In the aspect of computational graph, quantized model may introduce many additional operators, for example, cast op.

There is indeed some optimizations that can be done (but is not done) for quantized model. Recently, I am working on some computational graph level optimizations, and hopefully will be upstreamed to the main branch within 1 month. For now, if you are interested, you can try to run your model in this version and see if there is significant improvement.
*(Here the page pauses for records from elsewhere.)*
PR #997, opened 2023-10-03
EL-479: User feedback widget

HettieS:
[Jira ticket](https://dsdmoj.atlassian.net/browse/EL-497)

## What changed and why

Add feedback widget throughout the service. There are two variants - 'freetext' and 'satisfaction'. We will save the information entered by users into two new database tables so they can be accessed from the admin CMS.

## Checklist


db/schema.rb
```diff
@@ -24,20 +24,6 @@
     t.index ["record_type", "record_id", "name"], name: "index_action_text_rich_texts_uniqueness", unique: true
   end
 
-  create_table "active_admin_comments", force: :cascade do |t|
```
HettieS, line 27: not sure where this has gone so will fix

HettieS: I'm not sure why this table seems to drop in the migration - I can't see that I've mis-run anything. I'm not sure what this table is and it doesn't seem to exist in our Blazer schema. 

Should I keep the schema file like this or should I unstage this change (the table getting removed)?

patrick-laa: Ok good spot. So as context: Our database schema is _defined_ by migrations and _described_ by the schema. In practice, that means that every time you run `rails db:migrate`, the migrations get applied to your local database, and then Rails looks at the state of your database afterwards and describes what it sees in the schema file.

If you look through the migrations, you'll see we don't have one that creates an `active_admin_comments` table. So according to the definition of our database schema, this table doesn't exist. Every time you run migrations locally, you end up with a local database that doesn't have this table, so the schema file is updated without that table. And the schema file as it stands, with this table removed, is "correct".

So, how did this get in in the first place? Well, ActiveAdmin is an alternative to RailsAdmin that I played around with when first building the admin CMS. My guess is that I set up ActiveAdmin locally and ran migrations to set up a table that it used, then when I realised it didn't work I deleted the ActiveAdmin migrations without reverting them, and didn't notice that I still had this table defined in my local database, meaning that every time I ran any migration, the table would appear in the schema file (because it's next to a bunch of other auto-generated tables like "active_storage_attachments" etc). My bad, but because the schema file is largely for informational purposes only, it didn't have any knock-on consequences, which is why it wasn't noticed until someone _else_ started making PRs involving schema changes.

app/views/layouts/_feedback.html.slim
```diff
@@ -0,0 +1,56 @@
...
+        h2.govuk-heading-s class="govuk-!-margin-bottom-0 govuk-!-margin-right-2"
+          = t("feedback.satisfaction.thank_you_message")
+        p.govuk-body-m class="govuk-!-margin-bottom-0 govuk-!-margin-right-6"
+          = t("feedback.satisfaction.feedback_link_html")
+- else
+  .gem-c-feedback__prompt data-module="freetext-feedback-area"
+    .govuk-width-container data-module="prompt-area"
+      .gem-c-feedback__prompt-content
+        .gem-c-feedback__prompt-questions--something-is-wrong
+          button.gem-c-feedback__prompt-link data-freetext-feedback="query"
```
patrick-laa, line 31: "query" isn't the clearest name to me. In technical terms, we have SQL queries and querystrings. In common parlance, a query is a question. But this button doesn't display a question, it displays a statement, and in particular I think it's a _prompt_ (it's in the prompt area after all).

config/locales/en.yml
```diff
@@ -2356,3 +2354,16 @@ en:
...
+     button: Give feedback on this page
+     heading: What is your feedback on this page?
+     heading_hint: Don't include personal information.
+     button_send: Send
+     button_cancel: Cancel
+     thank_you_message: Thank you for your feedback
+   satisfaction:
+     question: Were you satisfied with this service?
+     thank_you_message: Thank you for your feedback
+     feedback_link_html: <a href="https://eu.surveymonkey.com/r/ccqpublicbeta" target="_blank">Tell us more in our 2 minute survey (opens in new tab)</a>
```
patrick-laa, line 2368: We're trying to add `rel="noopener noreferrer"` to all external links. The linter picks up on this for ones in ruby code, but doesn't spot them automatically in en.yml.

spec/controllers/feedbacks_controller_spec.rb
```diff
@@ -0,0 +1,28 @@
+require "rails_helper"
+
+RSpec.describe FeedbacksController, type: :controller do
+  describe "#create" do
+    before do
+      allow(controller).to receive(:level_of_help).and_return("controlled")
```
patrick-laa, line 6: Rather than fake this, I think it's worth creating a session and passing an assessment_code param in your tests.

spec/controllers/feedbacks_controller_spec.rb
```diff
@@ -0,0 +1,28 @@
...
+    end
+
+    it "saves freetext feedback correctly" do
+      post :create, params: { type: "freetext", text: "foo", page: "bar" }
+      expect(FreetextFeedback.find_by(text: "foo", page: "bar", level_of_help: "controlled")).not_to be_nil
+    end
+
+    it "saves satisfaction feedback correctly" do
+      allow(controller).to receive(:outcome).and_return("eligible")
```
patrick-laa, line 15: Likewise here, we're not really checking that our logic to retrieve data from the session is working correctly. Better to have some session data and an assessment code param.

spec/models/freetext_feedback_spec.rb
```diff
@@ -0,0 +1,34 @@
+require "rails_helper"
+
+RSpec.describe FreetextFeedback, type: :model do
```
patrick-laa, line 3: I'm not convinced these model specs add any long-term value. We're basically checking that validations validate.

app/controllers/feedbacks_controller.rb
```diff
@@ -0,0 +1,50 @@
...
+        )
+      else
+        FreetextFeedback.create!(
+          text: @form.text,
+          page: @form.page,
+          level_of_help:,
+        )
+      end
+    else
+      track_validation_error
```
patrick-laa, line 25: This is kinda an abuse of this method - we don't want to create a "validation_message" analytics event (which is what this method does), because if this line of code gets hit the user _doesn't_ see a validation message. By all means save an analytics event, but I think it should be a custom one.

app/controllers/feedbacks_controller.rb
```diff
@@ -0,0 +1,50 @@
...
+    end
+  end
```
patrick-laa, line 27: If this succeeds, the server should return an appropriate status code. Likewise if it fails. (Practically speaking this means adding something like an explicit `head :created` or `head :unprocessable_entity`)

app/views/layouts/_feedback.html.slim
```diff
@@ -0,0 +1,56 @@
...
+        = t("feedback.freetext.heading")
+        p.govuk-body-m class="govuk-!-margin-bottom-4"
+          = t("feedback.freetext.heading_hint")
+          = form_with(url: feedbacks_path(assessment_code: params[:assessment_code],
+                                          type: "freetext",
+                                          page: @step),
+                                          local: false) do |form|
+            = form.govuk_text_area :text,
+                                    label: nil,
+                                    hint: nil,
```
patrick-laa, line 45: If we add `required: true` to this I think we can prevent the form from being submitted if no text is entered. What we need to do then is maybe _not_ hide this section if the field is blank (the browser should show a default indicator, which I think is fine).

app/controllers/feedbacks_controller.rb
```diff
@@ -0,0 +1,50 @@
+class FeedbacksController < ApplicationController
+  FEEDBACK_TYPES = %w[freetext satisfaction].freeze
+
+  def create
+    if params[:type].nil? || !FEEDBACK_TYPES.include?(params[:type])
```
patrick-laa, line 5: Technically the first half of this if statement is redundant. If params[:type] is nil, then FEEDBACK_TYPES will not include it.

app/controllers/feedbacks_controller.rb
```diff
@@ -0,0 +1,50 @@
...
+      raise "Feedback type needs to be specified"
```
patrick-laa, line 6: I'm not sure about this behaviour. If something tries to submit an invalid payload to this controller, I don't think we should return a 500 status code and trigger a sentry notification etc, unless we're sure this is a sign that our code is broken somewhere. Otherwise, I think returning a 422 or 400 feels more appropriate

app/controllers/feedbacks_controller.rb
```diff
@@ -0,0 +1,50 @@
...
+    end
+
+    @form = params[:type].include?("satisfaction") ? satisfaction_model : freetext_model
```
patrick-laa, line 9: I'm not sure `include?` is the ideal check here - we're checking to see if params[:type] _equals_ satisfaction. It works out as practically the same thing, because any string that includes satisfaction but doesn't equal it would raise an error on the previous line, but for clarity, an equals might be better.

app/controllers/feedbacks_controller.rb
```diff
@@ -0,0 +1,50 @@
...
+  def freetext_model
+    FreetextFeedback.new(params.permit(:text, :page))
+  end
+
+  def level_of_help
+    session_data["level_of_help"]
+  end
+
+  def outcome
+    session_data["api_response"].dig("result_summary", "overall_result")["result"]
```
patrick-laa, line 48: instead of `x[a].dig(b,c)[d]` you might consider `x.dig(a,b,c,d)` for clarity.

config/locales/en.yml
```diff
@@ -2356,3 +2354,16 @@ en:
           - "(if known) 'We estimate [X] checks were affected by this issue'"
         content: Resolution text
         resolve: Resolve problem
+  feedback:
+   freetext:
```
patrick-laa, line 2358: This indentation looks fractionally off - I think you need to indent this line and the stuff below it by one more space.

spec/system/feedback_spec.rb
```diff
@@ -0,0 +1,74 @@
...
+    end
+
+    context "when on the results page" do
+      it "I can successfully submit satisfaction feedback" do
+        start_assessment
+        fill_in_forms_until(:check_answers)
+        click_on "Submit"
+        expect(page).to have_content("Were you satisfied with this service?")
+        click_on "Yes"
+        expect(page).to have_content("Thank you for your feedback")
```
patrick-laa, line 25: It might be a good idea to verify that a record has been saved in our database here. Either by checking for SatisfactionFeedback objects or by in the test, logging in to the admin back end and verifying that they appear on screen.

app/javascript/feedback.js
```diff
@@ -0,0 +1,64 @@
+const initFeedback = () => {
+  const query = document.querySelector('[data-freetext-feedback="query"]');
+  const cancel = document.querySelector('[data-freetext-feedback="cancel"]');
+  const send  = document.querySelector('[data-freetext-feedback="send"]');
+  const yes_button = document.querySelector('#yesButton');
+  const no_button = document.querySelector('#noButton');
+
+  if (query) {
```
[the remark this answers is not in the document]
MazOneTwoOne: I like js [null safe operator](https://developer.mozilla.org/en-US/docs/Web/JavaScript/Reference/Operators/Optional_chaining) - that is handy.

app/javascript/feedback.js
```diff
@@ -0,0 +1,64 @@
...
+  document.querySelector('[data-module="freetext-area"]').hidden = false;
+  document.querySelector('[data-module="message-area"]').hidden = true;
+  document.querySelector('[data-module="freetext-feedback-area"]').style.backgroundColor = "white";
+}
+
+function freetextAreaHide() {
+  document.querySelector('[data-module="prompt-area"]').hidden = false;
+  document.querySelector('[data-module="freetext-area"]').hidden = true;
+  document.querySelector('[data-module="message-area"]').hidden = true;
+  document.querySelector('[data-module="freetext-feedback-area"]').style.backgroundColor = "#f3f2f1";
```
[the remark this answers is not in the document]
MazOneTwoOne: Yeah - that makes more sense. Was so focussed on getting CSS classes to work, that didn't see the simpler way of doing it.

app/javascript/feedback.js
```diff
@@ -0,0 +1,64 @@
...
+
+  if (no_button) {
+    no_button.addEventListener('click', () => {
+     linkAreaShow();
+    })
+  }
+};
+
+function freetextAreaShow() {
+  document.querySelector('[data-module="prompt-area"]').hidden = true;
```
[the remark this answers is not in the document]
MazOneTwoOne: This sent me for a loop :(

I kept getting _uncaught typeerror: cannot set property_ and realised that the query selector was trying to set something that could be could be `null` or `undefined` - I ended up with this

```
function showSection(sectionArea) {
  ['freetext', 'message', 'prompt', 'link', 'question'].forEach((section) => {
    const sectionElement = document.querySelector(`[data-feedback-section="${section}-area"]`);

     if (sectionElement) {
      sectionElement.hidden = (section !== sectionArea);
     }
  });
}

```

app/views/layouts/_feedback.html.slim
```diff
@@ -0,0 +1,56 @@
...
+        .gem-c-feedback__prompt-questions--something-is-wrong
+          button.gem-c-feedback__prompt-link data-freetext-feedback="query"
+            = t("feedback.freetext.button")
+
+    .govuk-width-container data-module="freetext-area" hidden=true
+      .gem-c-feedback__form-heading
+        = t("feedback.freetext.heading")
+        p.govuk-body-m class="govuk-!-margin-bottom-4"
+          = t("feedback.freetext.heading_hint")
+          = form_with(url: feedbacks_path(assessment_code: params[:assessment_code],
```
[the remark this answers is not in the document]
MazOneTwoOne: @HettieS can we work on this together?

app/views/layouts/_feedback.html.slim
```diff
@@ -0,0 +1,56 @@
...
+                                          type: "freetext",
+                                          page: @step),
```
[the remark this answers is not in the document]
MazOneTwoOne: @HettieS another one to work together on.

app/views/layouts/_feedback.html.slim
MazOneTwoOne: @HettieS another one to work on together, if possible.

app/views/layouts/application.html.slim
```diff
@@ -60,4 +60,7 @@ html dir="ltr" lang="en-GB" class="govuk-template"
 
           = yield
 
+    - unless params[:controller] == "start"
```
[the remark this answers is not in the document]
MazOneTwoOne: We've all assumed different things of when to show the 'freetext' widget, so have asked the question on the ticket to confirm. Will do your approach once confirmed 😊.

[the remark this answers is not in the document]
MazOneTwoOne: Updated this - not sure how this `@freeform_feedback_step = "check_answers"` part, fits in?

db/schema.rb
HettieS: to chat about when pairing

app/views/layouts/_feedback.html.slim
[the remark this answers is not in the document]
HettieS: to chat about when pairing

app/views/layouts/application.html.slim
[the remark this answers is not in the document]
HettieS: `@freeform_feedback_step` is now plumbed in for "check_answers" but lets chat about this too to make sure we haven't missed any pages that might work differently i.e. updates and help

spec/controllers/feedbacks_controller_spec.rb
HettieS: to chat about when pairing

spec/controllers/feedbacks_controller_spec.rb
HettieS: to chat about when pairing

app/controllers/feedbacks_controller.rb
HettieS: to chat about when pairing

app/views/layouts/_feedback.html.slim
HettieS: to chat about when pairing

app/controllers/feedbacks_controller.rb
HettieS: to chat about when pairing

spec/system/feedback_spec.rb
HettieS: to chat about when pairing

app/views/layouts/_feedback.html.slim
MazOneTwoOne: Updated the JS.

app/javascript/feedback.js
```diff
@@ -0,0 +1,47 @@
...
+  });
+
+  cancel?.addEventListener('click', () => {
+    showSection("prompt");
+  })
+
+  send?.addEventListener('click', (e) => {
+    const freetextField = document.getElementById("text-field")
+
+    if (freetextField.value === "") {
```
patrick-laa, line 20: Minor bug here: if the user enters ` ` (a space, or several spaces) this validation here will pass, but the back-end `presence` validation will fail, and we'll get a Sentry notification.

A fix would be to check if the string, with all whitespace removed, is empty here. I.e. `freeTextField.value.replace(/\s+/g, '') === ""`

app/views/layouts/_feedback.html.slim
```diff
@@ -0,0 +1,58 @@
...
+                                        local: false) do |form|
+          = form.govuk_submit "No", class: "gem-c-feedback__prompt-link-small-button", id: "data-satisfaction-feedback-no"
+
+    .govuk-width-container data-feedback-section="link-area" hidden=true
+      span.gem-c-feedback__prompt-question-answer
+        h2.govuk-heading-s class="govuk-!-margin-bottom-0 govuk-!-margin-right-2"
+          = t("feedback.satisfaction.thank_you_message")
+        p.govuk-body-m class="govuk-!-margin-bottom-0 govuk-!-margin-right-6"
+          = t("feedback.satisfaction.feedback_link_html")
+- if @feedback == :freetext
```
patrick-laa, line 26: Fot clarity, maybe this could be `elsif`.

app/views/layouts/application.html.slim
```diff
@@ -60,4 +60,7 @@ html dir="ltr" lang="en-GB" class="govuk-template"
 
           = yield
 
+    - if @feedback
```
patrick-laa, line 63: We can remove this check, because `@feedback` is now _always_ set.

patrick-laa (approved):
Some very small comments, otherwise this looks good to me.

app/javascript/feedback.js
MazOneTwoOne: of course.

spec/controllers/feedbacks_controller_spec.rb
```diff
@@ -0,0 +1,30 @@
+require "rails_helper"
+
+RSpec.describe FeedbacksController, type: :controller do
+  describe "#create" do
+    let(:session) do
+      { "03ac674216f3e15c761ee1a5e255f067953623c8b388b4459e13f978d7c846f4" =>
```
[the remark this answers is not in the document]
patrick-laa: More or less. Assessment ID is made by combining assessment code and cookies['SessionData']. So what we're saying is "1234" + blank => "03ac674...". So ideally maybe phrase as `This long string is the corresponding assessment_id when the assessment_code is "1234" and cookies["SessionData"] is blank.`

Another aspect is relay.quantize.quantize. The quantization in TVM may not be well optimized currently. You can find some proposals to improve relay.quantize.quantize in the forum. However, it seems some proposals are eventually implemented in the main branch. Personally, I would like to systematically improve relay.quantize.quantize in the future. For now, perhaps you can try to use another tool (perhaps tflite?) to do quantization, and then import the quantized model to TVM. Maybe this can help improve performance.

I have encountered the same problem. When infering on the CPU, using the avx instruction can accelerate the quantization model, and the inference speed of the quantization model is faster than that of the floating-point model. However, using tvm quantization and avx instructions can cause other problems.